Work to be completed — Because the material must match the original, reproduce every line of it exactly.
Information given Start Marker
PR #2782, opened 2023-06-15
Update OperationInputTestDecorator to find operation shape by name 

mcmasn-amzn:
## Motivation and Context
Addresses https://github.com/awslabs/smithy-rs/issues/2767

This fixes an issue for users who write endpoint tests that rely on an operation and service shape from different namespaces.

## Description
Instead of assuming operation namespace matches service namespace, 

## Testing
`./gradlew :aws:sdk-codegen:test`

----


rcoh:
LGTM! did a quick audit to make sure this doesn't cause a performance regression—generation times for the SDK seem to be about the same.

rcoh:
If you don't mind adding a quick entry with the bugfix to `CHANGELOG.next.toml` under the `[smithy-rs]` tag we'll get this merged

rcoh (commented):
LGTM—pending changelog.

mcmasn-amzn:
Thanks @rcoh. Just pushed a commit to add the changelog entry

rcoh (approved):

PR #2776, opened 2023-06-14
Make `Layer` `Clone`able

ysaito1001:
## Checklist

- [ ] I have updated `CHANGELOG.next.toml` if I made changes to the smithy-rs codegen or runtime crates
- [ ] I have updated `CHANGELOG.next.toml` if I made changes to the AWS SDK, generated SDK code, or SDK runtime crates

----

_By submitting this pull request, I confirm that you can use, modify, copy, and redistribute this contribution, under the terms of your choice._

PR #2784, opened 2023-06-16
Add `CloneableLayer` that can be `Clone`d

ysaito1001:
## Motivation and Context
Alternative to #2776, making `Layer` cloneable so it can be stored in a type that implements `Clone`.

## Description
In an attempt to reduce struct fields of a service config builder so it only contains `Layer` (plus some exceptions such as `interceptors`), we need to make `Layer` clone since the service config builder `#[derive(Clone)]`.

There are two options. One, adopted by this PR, is to have a separate `CloneableLayer` that primarily caters for the need for service config builders. The other option is #2776, where we require that items in `Layer` be `Clone`. Since the latter is rather a sledge hammer, changing the requirement for all of the items to be stored, we will go for the former, which is a more targeted approach and a two-way door if we want to switch to the latter in the future.

## Testing
Added unit tests in `type_erase.rs` and `config_bag.rs`.

----


rust-runtime/aws-smithy-types/src/config_bag.rs
```diff
@@ -79,6 +79,115 @@ impl<T: Default> Default for Value<T> {
...
+    fn clone(&self) -> Self {
+        Self(
+            self.try_clone()
+                .expect("only cloneable types can be inserted"),
+        )
+    }
+}
+
+// We need to "override" the mutable methods to encode the information that an item being stored
+// implements `Clone`. For the immutable methods, they can just be deligated via the `Deref` trait.
```
Velfi, line 109:
```suggestion
// implements `Clone`. For the immutable methods, they can just be delegated via the `Deref` trait.
```

rust-runtime/aws-smithy-types/src/type_erasure.rs
```diff
@@ -101,9 +102,11 @@ impl<T: fmt::Debug + Send + Sync + 'static> DerefMut for TypedBox<T> {
 pub struct TypeErasedBox {
     field: Box<dyn Any + Send + Sync>,
     #[allow(clippy::type_complexity)]
-    debug: Box<
+    debug: Arc<
```
jdisanti, line 105: Is it possible to to create a struct with a PhantomData to do the casting instead of using an Arc? Something like:
```rust
#[derive(Debug, Clone)]
struct DebugAndClone<T> {
    _: PhantomData<T>,
}
impl<T> DebugAndClone<T> {
    fn new() -> Self { Self { _: Default::default() } }

    fn debug(&self, value: &Box<dyn Any + Send + Sync>, f: &mut fmt::Formatter<'_>) -> fmt::Result {
        fmt::Debug::fmt(value.downcast_ref::<T>().expect("type-checked"), f)
    }

    // ...
}
```
If it is, then this should compile down to zero overhead.

ysaito1001: I've considered ways to make it happen since I like the idea, but it seems that an obstacle here is a generic parameter `T`, e.g. if `DebugAndClone` is to be stored in `TypeErasedBox` the generic parameter is unfortunately propagated up to `TypeErasedBox`:
```rust
struct TypeErasedBox<T> {
    field: Box<dyn Any + Send + Sync>,
    debug_and_clone: DebugAndClone<T>,
}
```
This, in turn, makes `T` also appear in `Layer` because it contains `TypeErasedBox<T>`.

I assume we'd want to avoid all of this?

ysaito1001: https://github.com/awslabs/smithy-rs/issues/2794 created in case we come up with a different approach.

jdisanti (approved):

PR #2785, opened 2023-06-17
Fix `@httpChecksum` in the orchestrator implementation

jdisanti:
This PR fixes codegen for the Smithy `@httpChecksum` trait when generating in orchestrator mode, and also fixes an issue in the unit tests where the wrong body was being tested to be retryable. The request body should be retryable rather than the response body.

----


aws/rust-runtime/aws-inlineable/src/http_request_checksum.rs
```diff
@@ -0,0 +1,303 @@
+/*
+ * Copyright Amazon.com, Inc. or its affiliates. All Rights Reserved.
+ * SPDX-License-Identifier: Apache-2.0
+ */
+
+#![allow(dead_code)]
```
Velfi, line 6: Is this still needed? I'm guessing it's for the `pub(crate)` stuff but I wanted to be sure.

Velfi (approved):
Thanks for picking this up from me John.

aws/rust-runtime/aws-inlineable/src/http_request_checksum.rs
jdisanti: It's mostly to keep CI on the `rust-runtime` crates happy.

Velfi (approved):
Information given End Marker
Solution to this task —
PR #2782, opened 2023-06-15
Update OperationInputTestDecorator to find operation shape by name 

mcmasn-amzn:
## Motivation and Context
Addresses https://github.com/awslabs/smithy-rs/issues/2767

This fixes an issue for users who write endpoint tests that rely on an operation and service shape from different namespaces.

## Description
Instead of assuming operation namespace matches service namespace, 

## Testing
`./gradlew :aws:sdk-codegen:test`

----


rcoh:
LGTM! did a quick audit to make sure this doesn't cause a performance regression—generation times for the SDK seem to be about the same.

rcoh:
If you don't mind adding a quick entry with the bugfix to `CHANGELOG.next.toml` under the `[smithy-rs]` tag we'll get this merged

rcoh (commented):
LGTM—pending changelog.

mcmasn-amzn:
Thanks @rcoh. Just pushed a commit to add the changelog entry

rcoh (approved):

PR #2776, opened 2023-06-14
Make `Layer` `Clone`able

ysaito1001:
## Checklist

- [ ] I have updated `CHANGELOG.next.toml` if I made changes to the smithy-rs codegen or runtime crates
- [ ] I have updated `CHANGELOG.next.toml` if I made changes to the AWS SDK, generated SDK code, or SDK runtime crates

----

_By submitting this pull request, I confirm that you can use, modify, copy, and redistribute this contribution, under the terms of your choice._

PR #2784, opened 2023-06-16
Add `CloneableLayer` that can be `Clone`d

ysaito1001:
## Motivation and Context
Alternative to #2776, making `Layer` cloneable so it can be stored in a type that implements `Clone`.

## Description
In an attempt to reduce struct fields of a service config builder so it only contains `Layer` (plus some exceptions such as `interceptors`), we need to make `Layer` clone since the service config builder `#[derive(Clone)]`.

There are two options. One, adopted by this PR, is to have a separate `CloneableLayer` that primarily caters for the need for service config builders. The other option is #2776, where we require that items in `Layer` be `Clone`. Since the latter is rather a sledge hammer, changing the requirement for all of the items to be stored, we will go for the former, which is a more targeted approach and a two-way door if we want to switch to the latter in the future.

## Testing
Added unit tests in `type_erase.rs` and `config_bag.rs`.

----


rust-runtime/aws-smithy-types/src/config_bag.rs
```diff
@@ -79,6 +79,115 @@ impl<T: Default> Default for Value<T> {
...
+    fn clone(&self) -> Self {
+        Self(
+            self.try_clone()
+                .expect("only cloneable types can be inserted"),
+        )
+    }
+}
+
+// We need to "override" the mutable methods to encode the information that an item being stored
+// implements `Clone`. For the immutable methods, they can just be deligated via the `Deref` trait.
```
Velfi, line 109:
```suggestion
// implements `Clone`. For the immutable methods, they can just be delegated via the `Deref` trait.
```

rust-runtime/aws-smithy-types/src/type_erasure.rs
```diff
@@ -101,9 +102,11 @@ impl<T: fmt::Debug + Send + Sync + 'static> DerefMut for TypedBox<T> {
 pub struct TypeErasedBox {
     field: Box<dyn Any + Send + Sync>,
     #[allow(clippy::type_complexity)]
-    debug: Box<
+    debug: Arc<
```
jdisanti, line 105: Is it possible to to create a struct with a PhantomData to do the casting instead of using an Arc? Something like:
```rust
#[derive(Debug, Clone)]
struct DebugAndClone<T> {
    _: PhantomData<T>,
}
impl<T> DebugAndClone<T> {
    fn new() -> Self { Self { _: Default::default() } }

    fn debug(&self, value: &Box<dyn Any + Send + Sync>, f: &mut fmt::Formatter<'_>) -> fmt::Result {
        fmt::Debug::fmt(value.downcast_ref::<T>().expect("type-checked"), f)
    }

    // ...
}
```
If it is, then this should compile down to zero overhead.

ysaito1001: I've considered ways to make it happen since I like the idea, but it seems that an obstacle here is a generic parameter `T`, e.g. if `DebugAndClone` is to be stored in `TypeErasedBox` the generic parameter is unfortunately propagated up to `TypeErasedBox`:
```rust
struct TypeErasedBox<T> {
    field: Box<dyn Any + Send + Sync>,
    debug_and_clone: DebugAndClone<T>,
}
```
This, in turn, makes `T` also appear in `Layer` because it contains `TypeErasedBox<T>`.

I assume we'd want to avoid all of this?

ysaito1001: https://github.com/awslabs/smithy-rs/issues/2794 created in case we come up with a different approach.

jdisanti (approved):

PR #2785, opened 2023-06-17
Fix `@httpChecksum` in the orchestrator implementation

jdisanti:
This PR fixes codegen for the Smithy `@httpChecksum` trait when generating in orchestrator mode, and also fixes an issue in the unit tests where the wrong body was being tested to be retryable. The request body should be retryable rather than the response body.

----


aws/rust-runtime/aws-inlineable/src/http_request_checksum.rs
```diff
@@ -0,0 +1,303 @@
+/*
+ * Copyright Amazon.com, Inc. or its affiliates. All Rights Reserved.
+ * SPDX-License-Identifier: Apache-2.0
+ */
+
+#![allow(dead_code)]
```
Velfi, line 6: Is this still needed? I'm guessing it's for the `pub(crate)` stuff but I wanted to be sure.

Velfi (approved):
Thanks for picking this up from me John.

aws/rust-runtime/aws-inlineable/src/http_request_checksum.rs
jdisanti: It's mostly to keep CI on the `rust-runtime` crates happy.

Velfi (approved):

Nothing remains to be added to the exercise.